◆ Action item ◆
Only a number is expected: the count of lines in the listing where "pbtxt" occurs.

◆ Data to process ◆
PR #6435, opened 2023-10-16
Extending restricted api to http

nnshah1:
Adding support for restricting access to http apis based on header key and value (similar to grpc restricted protocols)

- Refactored command line parsing to create a map of features to header key and values
- Added check to all Handle APIs

### DIFF
--- a/Dockerfile.win10.min
+++ b/Dockerfile.win10.min
@@ -97,7 +97,7 @@ RUN git clone --single-branch --depth=1 -b %VCPGK_VERSION% https://github.com/mi
 WORKDIR /vcpkg
 RUN bootstrap-vcpkg.bat
 RUN vcpkg.exe update
-RUN vcpkg.exe install openssl:x64-windows openssl-windows:x64-windows rapidjson:x64-windows re2:x64-windows boost-interprocess:x64-windows boost-stacktrace:x64-windows zlib:x64-windows pthread:x64-windows b64:x64-windows
+RUN vcpkg.exe install openssl:x64-windows openssl-windows:x64-windows rapidjson:x64-windows re2:x64-windows boost-interprocess:x64-windows boost-stacktrace:x64-windows boost-core:x64-windows zlib:x64-windows pthread:x64-windows b64:x64-windows
 RUN vcpkg.exe integrate install
 
 LABEL VCPGK_VERSION=${VCPGK_VERSION}
--- a/Dockerfile.win10.min
+++ b/Dockerfile.win10.min
@@ -92,7 +92,7 @@ WORKDIR /
 #
 # Installing Vcpkg
 #
-ARG VCPGK_VERSION=2023.07.21
+ARG VCPGK_VERSION=2022.11.14
 RUN git clone --single-branch --depth=1 -b %VCPGK_VERSION% https://github.com/microsoft/vcpkg.git
 WORKDIR /vcpkg
 RUN bootstrap-vcpkg.bat
--- a/Dockerfile.win10.min
+++ b/Dockerfile.win10.min
@@ -97,7 +97,7 @@ RUN git clone --single-branch --depth=1 -b %VCPGK_VERSION% https://github.com/mi
 WORKDIR /vcpkg
 RUN bootstrap-vcpkg.bat
 RUN vcpkg.exe update
-RUN vcpkg.exe install openssl:x64-windows openssl-windows:x64-windows rapidjson:x64-windows re2:x64-windows boost-interprocess:x64-windows boost-stacktrace:x64-windows boost-core:x64-windows zlib:x64-windows pthread:x64-windows b64:x64-windows
+RUN vcpkg.exe install openssl:x64-windows openssl-windows:x64-windows rapidjson:x64-windows re2:x64-windows boost-interprocess:x64-windows boost-stacktrace:x64-windows zlib:x64-windows pthread:x64-windows b64:x64-windows
 RUN vcpkg.exe integrate install
 
 LABEL VCPGK_VERSION=${VCPGK_VERSION}
--- a/qa/L0_http/test.sh
+++ b/qa/L0_http/test.sh
@@ -667,6 +667,49 @@ set -e
 kill $SERVER_PID
 wait $SERVER_PID
 
+### Test Restricted  APIs ###
+
+SERVER_ARGS="--model-repository=${MODELDIR} \
+             --http-restricted-api=model-repository,health:k1=v1 \
+             --http-restricted-api=metadata,health:k2=v2"
+run_server
+EXPECTED_MSG="api 'health' can not be specified in multiple config groups"
+if [ "$SERVER_PID" != "0" ]; then
+    echo -e "\n***\n*** Expect fail to start $SERVER\n***"
+    kill $SERVER_PID
+    wait $SERVER_PID
+    RET=1
+elif [ `grep -c "${EXPECTED_MSG}" ${SERVER_LOG}` != "1" ]; then
+    echo -e "\n***\n*** Failed. Expected ${EXPECTED_MSG} to be found in log\n***"
+    cat $SERVER_LOG
+    RET=1
+fi
+
+kill $SERVER_PID
+wait $SERVER_PID
+
+### Test Restricted  APIs ###
+
+SERVER_ARGS="--model-repository=${MODELDIR} \
+             --http-restricted-api=model-repository:admin-key=admin-value \
+             --http-restricted-api=inference,health:infer-key=infer-value"
+run_server
+if [ "$SERVER_PID" == "0" ]; then
+    echo -e "\n***\n*** Failed to start $SERVER\n***"
+    cat $SERVER_LOG
+    exit 1
+fi
+set +e
+python $PYTHON_UNIT_TEST RestrictedProtocolTest > $CLIENT_LOG 2>&1
+if [ $? -ne 0 ]; then
+    cat $CLIENT_LOG
+    echo -e "\n***\n*** Python GRPC Restricted Protocol Test Failed\n***"
+    RET=1
+fi
+set -e
+kill $SERVER_PID
+wait $SERVER_PID
+
 ###
 
 if [ $RET -eq 0 ]; then
--- a/qa/L0_http/test.sh
+++ b/qa/L0_http/test.sh
@@ -44,6 +44,7 @@ RET=0
 
 CLIENT_PLUGIN_TEST="./http_client_plugin_test.py"
 BASIC_AUTH_TEST="./http_basic_auth_test.py"
+RESTRICTED_API_TEST="./http_restricted_api_test.py"
 NGINX_CONF="./nginx.conf"
 # On windows the paths invoked by the script (running in WSL) must use
 # /mnt/c when needed but the paths on the tritonserver command-line
@@ -588,13 +589,15 @@ kill $SERVER_PID
 wait $SERVER_PID
 
 # Run python unit test
-rm -r ${MODELDIR}/*
+MODELDIR=python_unit_test_models
+mkdir -p $MODELDIR
+rm -rf ${MODELDIR}/*
 cp -r $DATADIR/qa_identity_model_repository/onnx_zero_1_float32 ${MODELDIR}/.
 cp -r $DATADIR/qa_identity_model_repository/onnx_zero_1_object ${MODELDIR}/.
 cp -r $DATADIR/qa_identity_model_repository/onnx_zero_1_float16 ${MODELDIR}/.
 cp -r $DATADIR/qa_identity_model_repository/onnx_zero_3_float32 ${MODELDIR}/.
 cp -r ${MODELDIR}/onnx_zero_1_object ${MODELDIR}/onnx_zero_1_object_1_element && \
-    (cd models/onnx_zero_1_object_1_element && \
+    (cd $MODELDIR/onnx_zero_1_object_1_element && \
         sed -i "s/onnx_zero_1_object/onnx_zero_1_object_1_element/" config.pbtxt && \
         sed -i "0,/-1/{s/-1/1/}" config.pbtxt)
 
@@ -668,8 +671,8 @@ kill $SERVER_PID
 wait $SERVER_PID
 
 ### Test Restricted  APIs ###
-
-SERVER_ARGS="--model-repository=${MODELDIR} \
+MODELDIR="`pwd`/models"
+SERVER_ARGS="--model-repository=${MODELDIR}
              --http-restricted-api=model-repository,health:k1=v1 \
              --http-restricted-api=metadata,health:k2=v2"
 run_server
@@ -685,14 +688,11 @@ elif [ `grep -c "${EXPECTED_MSG}" ${SERVER_LOG}` != "1" ]; then
     RET=1
 fi
 
-kill $SERVER_PID
-wait $SERVER_PID
-
 ### Test Restricted  APIs ###
 
 SERVER_ARGS="--model-repository=${MODELDIR} \
              --http-restricted-api=model-repository:admin-key=admin-value \
-             --http-restricted-api=inference,health:infer-key=infer-value"
+             --http-restricted-api=inference:infer-key=infer-value"
 run_server
 if [ "$SERVER_PID" == "0" ]; then
     echo -e "\n***\n*** Failed to start $SERVER\n***"
@@ -700,10 +700,11 @@ if [ "$SERVER_PID" == "0" ]; then
     exit 1
 fi
 set +e
-python $PYTHON_UNIT_TEST RestrictedProtocolTest > $CLIENT_LOG 2>&1
+
+python $RESTRICTED_API_TEST RestrictedAPITest > $CLIENT_LOG 2>&1
 if [ $? -ne 0 ]; then
     cat $CLIENT_LOG
-    echo -e "\n***\n*** Python GRPC Restricted Protocol Test Failed\n***"
+    echo -e "\n***\n*** Python HTTP Restricted Protocol Test Failed\n***"
     RET=1
 fi
 set -e
--- a/qa/L0_http/test.sh
+++ b/qa/L0_http/test.sh
@@ -671,6 +671,8 @@ kill $SERVER_PID
 wait $SERVER_PID
 
 ### Test Restricted  APIs ###
+### Repeated API not allowed
+
 MODELDIR="`pwd`/models"
 SERVER_ARGS="--model-repository=${MODELDIR}
              --http-restricted-api=model-repository,health:k1=v1 \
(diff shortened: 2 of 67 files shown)


src/http_server.cc
```diff
@@ -1515,6 +1528,10 @@ HTTPAPIServer::HandleModelReady(
     evhtp_request_t* req, const std::string& model_name,
     const std::string& model_version_str)
 {
+  if (RestrictedAPI(req, "health")) {
```
nnshah1, line 1531: could move to a macro if it fits better

nv-kmcgill53: If this trend of adding checks to headers continues then we may want to think about a full pre-/post-request process implementation where users can opt-in to the checks they want done.

nv-kmcgill53 (commented):
Looks good for the most part. I think we do want to take 10 min and think about if we can sanely eliminate the check for the hot path.

src/common.h
```diff
@@ -170,4 +171,6 @@ bool Contains(const std::vector<std::string>& vec, const std::string& str);
 /// \return The joint string.
 std::string Join(const std::vector<std::string>& vec, const std::string& delim);
 
+typedef std::map<std::string, std::pair<std::string, std::string>>
```
GuanLuo, line 174: `using`?

GuanLuo (approved):

src/grpc/grpc_server.cc
```diff
@@ -252,9 +252,7 @@ class CommonHandler : public HandlerBase {
       TraceManager* trace_manager,
       inference::GRPCInferenceService::AsyncService* service,
       ::grpc::health::v1::Health::AsyncService* health_service,
-      ::grpc::ServerCompletionQueue* cq,
-      std::map<std::string, std::pair<std::string, std::string>>
-          restricted_keys);
+      ::grpc::ServerCompletionQueue* cq, RestrictedFeatureMap restricted_keys);
```
Tabrizian, line 255:
```suggestion
      ::grpc::ServerCompletionQueue* cq, RestrictedFeatureMap& restricted_keys);
```

qa/L0_http/test.sh
```diff
@@ -44,6 +44,7 @@ RET=0
 
 CLIENT_PLUGIN_TEST="./http_client_plugin_test.py"
 BASIC_AUTH_TEST="./http_basic_auth_test.py"
+RESTRICTED_API_TEST="./http_restricted_api_test.py"
```
Tabrizian, line 47: I think this file is not committed.

src/http_server.cc
```diff
@@ -1295,6 +1300,10 @@ void
 HTTPAPIServer::HandleRepositoryIndex(
     evhtp_request_t* req, const std::string& repository_name)
 {
+  if (RestrictedAPI(req, "model-repository")) {
+    return;
```
Tabrizian, line 1304: Does only returning from this function is sufficient or we also need to respond the request with error?

qa/L0_http/test.sh
nnshah1: thanks for catching!

src/http_server.cc
nnshah1: The function itself sends the response - agree the naming isn't the best.

Could move to a macro: RETURN_AND_RESPOND_IF_RESTRICTED

but that also seemed pretty verbose.

CHECK_RESTRICTED_AND_RESPOND

...

src/http_server.cc
nnshah1: For now I'd like to keep this to bringing parity with grpc restrictions - we could generalize later but I would want to make sure we have a use case in mind. reasonable?

The option itself is pretty generic - so can check any header name - but only allows one check per api type ...

We do other checks like method / model name / etc. -

src/http_server.cc
```diff
@@ -3411,6 +3465,10 @@ HTTPAPIServer::HandleInfer(
     evhtp_request_t* req, const std::string& model_name,
     const std::string& model_version_str)
 {
+  if (RestrictedAPI(req, "inference")) {
```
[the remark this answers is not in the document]
nv-kmcgill53: Follow up: I wonder if we can use perf analyzer to show what, if any, overhead might be here. i.e. Run a test with/without the inference api restricted.

src/http_server.cc
nv-kmcgill53: That's reasonable. I meant for this to be more of a comment on what we should consider for the future more than an actual change request.

src/http_server.cc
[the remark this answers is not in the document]
nv-kmcgill53: I think so. I don't think this has to be very verbose

src/http_server.cc
```diff
@@ -4487,16 +4546,38 @@ HTTPAPIServer::Create(
...
+HTTPAPIServer::RestrictedAPI(evhtp_request_t* req, const std::string api)
+{
+  auto restricted_api = restricted_apis_.find(api);
+  if (restricted_api == restricted_apis_.end()) {
+    return false;
+  }
+  auto header = restricted_api->second.first;
+  auto expected_value = restricted_api->second.second;
+  const char* actual_value = evhtp_kv_find(req->headers_in, header.c_str());
+  if ((actual_value == nullptr) || (actual_value != expected_value)) {
```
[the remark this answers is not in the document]
nnshah1: Currently the message mirrors what we provide for grpc.

I actually would provide less information (i.e. ideally the error message shouldn't leak any details about the header or the value) -

That is - the message should rather be "This API is restricted please see http-restricted-api documentation".

The fact that it is a header or a specific header name ideally we do not divulge ...

src/http_server.cc
```diff
@@ -4487,16 +4546,38 @@ HTTPAPIServer::Create(
...
   return nullptr;
 }
 
+bool
+HTTPAPIServer::RestrictedAPI(evhtp_request_t* req, const std::string api)
+{
+  auto restricted_api = restricted_apis_.find(api);
+  if (restricted_api == restricted_apis_.end()) {
+    return false;
+  }
```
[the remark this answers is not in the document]
nnshah1: There are a couple things I think we could do:

1) Have the table be a fixed array keyed on an enum  (the number of restricted apis is fixed and we don't need a map)
2) introduce a thread safe function level static to hold the value:

```
static const auto restricted_api_key_value = ..
  
if (restricted_api_key_value && Restricted()) {
  return;
}
```

Given the number of checks already in the hotpath - let me know what you think - I'm not opposed to it - but not sure if it would be meaningful.

src/http_server.cc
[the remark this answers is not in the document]
nv-kmcgill53: I was thinking in the literal sense that the message is, "header not found," where we don't divulge the header or the expected value but the user knows that the header isn't on the request and can troubleshoot that. Again, "wrong header value," would be just that message telling the user that the header was found but the value is wrong.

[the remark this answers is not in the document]
nnshah1: I think even that would leak info (i.e. that the got the header right but the value wrong) ...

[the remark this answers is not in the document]
nv-kmcgill53: Ya this is a balance between usability and obfuscation. I'll defer to you on this.

src/http_server.cc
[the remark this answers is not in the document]
nnshah1: will handle in seperate doc update

src/http_server.cc
```diff
@@ -1271,6 +1283,8 @@ HTTPAPIServer::InferResponseFree(
 void
 HTTPAPIServer::HandleServerHealth(evhtp_request_t* req, const std::string& kind)
 {
+  RETURN_AND_RESPOND_IF_RESTRICTED(req, "health");
```
rmccorm4, line 1286: Can the majority of these be checked via `kind` in top level handler? ex: https://github.com/triton-inference-server/server/blob/a2762710aa3f133ae8c1abcb998b4c09c8b02194/src/http_server.cc#L4439-L4442

We already determine the "key" via regexes in top level handler, so wonder if it can just be directly passed for each matched regex or something.

```cpp
  std::string model_name, version, kind;
  if (RE2::FullMatch(
          std::string(req->uri->path->full), model_regex_, &model_name,
          &version, &kind)) {
    // NEW
    RETURN_AND_RESPOND_IF_RESTRICTED(req, kind);  // kind in [infer, stats, metadata, tracing, ...]
    // EXISTING
    if (kind == "ready") {
    ...
```

May not be a 1:1 mapping for every single one, but might cover some subsets.

nnshah1: I looked at that briefly, but they don't seem to match that well - I think we'd have to create another map from kind to field. I can see moving to an enum - but I think matching in each function maybe the easiest to reason about. 

However, open to change. One thing I added in this go was static variables to only evaluate if an api is restricted once - might be harder to optimized in the top level handler ...

qa/L0_http/test.sh
```diff
@@ -667,6 +670,47 @@ set -e
 kill $SERVER_PID
 wait $SERVER_PID
 
+### Test Restricted  APIs ###
+MODELDIR="`pwd`/models"
+SERVER_ARGS="--model-repository=${MODELDIR}
+             --http-restricted-api=model-repository,health:k1=v1 \
+             --http-restricted-api=metadata,health:k2=v2"
```
rmccorm4, line 677: IIUC, we have a test with:
1. two groups, two endpoints per group, but health endpoint appears twice, so failure
2. two groups, one endpoint per group, success

Can you add a test like (1) but with success to test multiple groups sharing same key works OK?
3. two groups, two endpoints per group, all unique endpoints, success

src/http_server.cc
nnshah1: There seems to be limited overlap from the regex to the names .....

https://github.com/triton-inference-server/server/blob/a2762710aa3f133ae8c1abcb998b4c09c8b02194/docs/customization_guide/inference_protocols.md#limit-endpoint-access-beta

rmccorm4: I'm fine with current addition per function. An enum would be nice, but just a nice-to-have. Just wanted to see if this brought up any "lightbulbs" on current organization. Will resolve this thread.

src/http_server.cc
```diff
@@ -80,6 +80,17 @@ namespace triton { namespace server {
     return;                                         \
   } while (false)
 
+#define RETURN_AND_RESPOND_IF_RESTRICTED(REQ, API_KEY)                     \
+  do {                                                                     \
+    static auto const is_restricted_api = restricted_apis_.count(API_KEY); \
+    static auto const restricted_api = restricted_apis_.find(API_KEY);     \
```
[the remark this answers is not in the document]
nnshah1: static initialization is now thread safe and happens only once:

https://stackoverflow.com/a/8102145 

the restricted_apis_ map is initialized at start up and then is constant - so no race condition with count and find being out of sync.

Since it's static auto const - it will be initialized once and if is_restricted_api() is false it will be a quick exit (no lookup). 

My hope would be the execution would be smart enough to optimize out the check afterwards via branch prediction ...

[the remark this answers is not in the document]
nv-kmcgill53: What I am thinking about is once the program is running for a bit and we have two requests on two different APIs say, inference and model config, and both are checking to see if they are restricted. Is there a race condition in the storage of the `is_restricted_api` variable? Or is this per thread storage?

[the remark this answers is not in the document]
nnshah1: the static const variable is local to the function it is defined - so each function has its own copy that tracks jus that api...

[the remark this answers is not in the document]
nv-kmcgill53: 💡 Got it! Don't do PRs late at night is what I am learning. The macro defined the `static auto const` in each of the functions thus making the variable easily predicted since it's checking a const string. Sorry for throwing you through the ringer on this. This is better than I first thought.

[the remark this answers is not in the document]
nnshah1: NP, I am wondering now though if the ultimate would be a const local variable initialized from a fixed offset into a table .... I didn't realize the penalty of accessing a static ... may move to a fixed table because we don't need the flexibility of the map (we have a fixed set of categories to restrict)

https://stackoverflow.com/a/21033042

src/http_server.cc
```diff
@@ -80,6 +80,17 @@ namespace triton { namespace server {
     return;                                         \
   } while (false)
 
+#define RETURN_AND_RESPOND_IF_RESTRICTED(REQ, API_KEY)                     \
+  do {                                                                     \
+    static auto const is_restricted_api = restricted_apis_.count(API_KEY); \
```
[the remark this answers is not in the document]
nnshah1: we could pass in the map as well to the macro - the main benefit of the macro is to create the static const variables that only get initialized once - with the goal of removing any unnecessary checks in the flow if the user hasn't enabled any restrictions. 

let me think if there is a simpler way to optimize.

What would you think about removing the map and using a fixed table based on an enumeration? (the idea is that the number of categories is fixed at compile time and we don't need to have an arbitrary map of categories)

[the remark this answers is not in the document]
Tabrizian: > What would you think about removing the map and using a fixed table based on an enumeration? (the idea is that the number of categories is fixed at compile time and we don't need to have an arbitrary map of categories)

can you elaborate more on this?

nv-kmcgill53 (dismissed):

src/http_server.cc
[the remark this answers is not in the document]
GuanLuo: template with non-type template parameter?

qa/L0_http/test.sh
nnshah1: added support for tests to match grpc tests - covers two categories with a single header value.

added test for unknown category

all restrictions - deem that out of scope for this PR - but good for future coverage

src/command_line_parser.cc
```diff
@@ -463,6 +462,14 @@ TritonParser::SetupOptions()
...
       {OPTION_HTTP_THREAD_COUNT, "http-thread-count", Option::ArgInt,
        "Number of threads handling HTTP requests."});
+  http_options_.push_back(
+      {OPTION_HTTP_RESTRICTED_API, "http-restricted-api",
+       "<string>:<string>=<string>",
+       "Specify restricted HTTP api setting. The format of this "
+       "flag is --http-restricted-api=<apis>,<key>=<value>. Where "
+       "<api> is a comma-separated list of apis to be restricted. "
+       "<key> will be additional header key to be checked when a HTTP request "
+       "is received, and <value> is the value expected to be matched."});
```
rmccorm4, line 472: What do you think of including options here to avoid docs lookup?
```cpp
...
"Possible options are: " + Join(RESTRICTED_CATEGORY_NAMES, " ")
```

Same for grpc help text.

(I think I recently added a Join() helper to common.h)

src/restricted_features.h
```diff
@@ -0,0 +1,113 @@
...
+  INVALID,
+  CATEGORY_COUNT = INVALID
+};
+
+/// Restricted Category Names
+const std::array<const std::string, RestrictedCategory::CATEGORY_COUNT>
+    RESTRICTED_CATEGORY_NAMES{
+        "health",        "metadata",     "inference",
+        "shared-memory", "model-config", "model-repository",
+        "statistics",    "trace",        "logging"};
```
rmccorm4, line 56: Is an "invalid" needed here at the end for completeness or returning error strings anywhere?

nnshah1: used for convenience to indicate when a string is not found in the category names -

Tabrizian (approved):

src/restricted_features.h
```diff
@@ -0,0 +1,113 @@
...
+  METADATA,
+  INFERENCE,
+  SHARED_MEMORY,
+  MODEL_CONFIG,
+  MODEL_REPOSITORY,
+  STATISTICS,
+  TRACE,
+  LOGGING,
+  INVALID,
+  CATEGORY_COUNT = INVALID
```
nv-kmcgill53, line 48: Idle comment, no action required: I normally see the error condition at the beginning of the enum list so that the value is forward ABI compatible as new enums are added. I assume you have a reason for putting the error at the end of the list.

nnshah1: end in this case is to make ToCategory() work easily for items that aren't found, end() - begin() == size

nv-kmcgill53 (approved):

nv-kmcgill53 (approved):

src/common.h
```diff
@@ -168,6 +169,19 @@ bool Contains(const std::vector<std::string>& vec, const std::string& str);
 /// \param vec The vector of strings to join.
 /// \param delim The delimiter to join with.
 /// \return The joint string.
-std::string Join(const std::vector<std::string>& vec, const std::string& delim);
+
+// std::string Join(const std::vector<std::string>& vec, const std::string&
```
rmccorm4: Update/remove extra doc strings and commented out functions here

rmccorm4: Oh nvm my view was out of sync

src/command_line_parser.cc
```diff
@@ -1904,57 +1919,64 @@ TritonParser::ParseBackendConfigOption(const std::string& arg)
   return {name_string, setting_string, value_string};
 }
 
-std::tuple<std::string, std::string, std::string>
-TritonParser::ParseGrpcRestrictedProtocolOption(const std::string& arg)
+void
+TritonParser::ParseRestrictedFeatureOption(
+    const std::string& arg, const std::string& option_name,
+    const std::string& key_prefix, const std::string& feature_type,
```
rmccorm4, line 1925: nit: it's called `feature_type` in .cc and `feature_name` in .h -- let's make them match for parsing code

src/command_line_parser.cc
```diff
@@ -1398,16 +1416,11 @@ TritonParser::Parse(int argc, char** argv)
...
-          for (const auto& p : protocols) {
-            pg.protocols_.emplace(p);
-          }
-          pg.restricted_key_ = std::make_pair(key, value);
-          lgrpc_options.protocol_groups_.emplace_back(pg);
+          ParseRestrictedFeatureOption(
+              optarg, long_options[option_index].name,
+              std::string(
+                  triton::server::grpc::kRestrictedProtocolHeaderTemplate),
+              "protocol", lgrpc_options.restricted_protocols_);
```
rmccorm4, line 1423: 1. Why is feature_name "protocol" for grpc and "api" for http? 
2. Can http_options and grpc_options have the same member variable name, either `.restricted_protocols_` or `.restricted_apis_` rather than being different?

nnshah1: Mainly just to align with the command line setting / documentation. gRPC specifically calls out protocols throughout and that didn't make sense for HTTP - where the closest seemed to be API. 

could make them both restricted_features_ if clearer -

nnshah1: Oh sorry, I wouldn't to change the `feature_type` from "protocol" as its already part of the existing docs / help messages. So for printing / documentation I think keeping it "protocol" and "api" makes sense. 

For the internal variable I think it matters less.

rmccorm4: both restricted_features_ LGTM

nnshah1: deferring name change to documentation PR / larger discussion on if it's ok to change from grpc protocol

rmccorm4 (approved):

rmccorm4 (approved):

Dockerfile.win10.min
```diff
@@ -97,7 +97,7 @@ RUN git clone --single-branch --depth=1 -b %VCPGK_VERSION% https://github.com/mi
 WORKDIR /vcpkg
 RUN bootstrap-vcpkg.bat
 RUN vcpkg.exe update
-RUN vcpkg.exe install openssl:x64-windows openssl-windows:x64-windows rapidjson:x64-windows re2:x64-windows boost-interprocess:x64-windows boost-stacktrace:x64-windows zlib:x64-windows pthread:x64-windows b64:x64-windows
+RUN vcpkg.exe install openssl:x64-windows openssl-windows:x64-windows rapidjson:x64-windows re2:x64-windows boost-interprocess:x64-windows boost-stacktrace:x64-windows boost-core:x64-windows zlib:x64-windows pthread:x64-windows b64:x64-windows
```
nnshah1, line 100: @nv-kmcgill53 @mc-nv 

I believe I caught an intermediate windows build state that caused this - but that it shouldn't technically be required - as it should be a dependency already 

let me know if we should remove it or keep it -

nv-kmcgill53: I don't see a problem listing it here.

rmccorm4 (approved):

◆ Result of this task ◆
2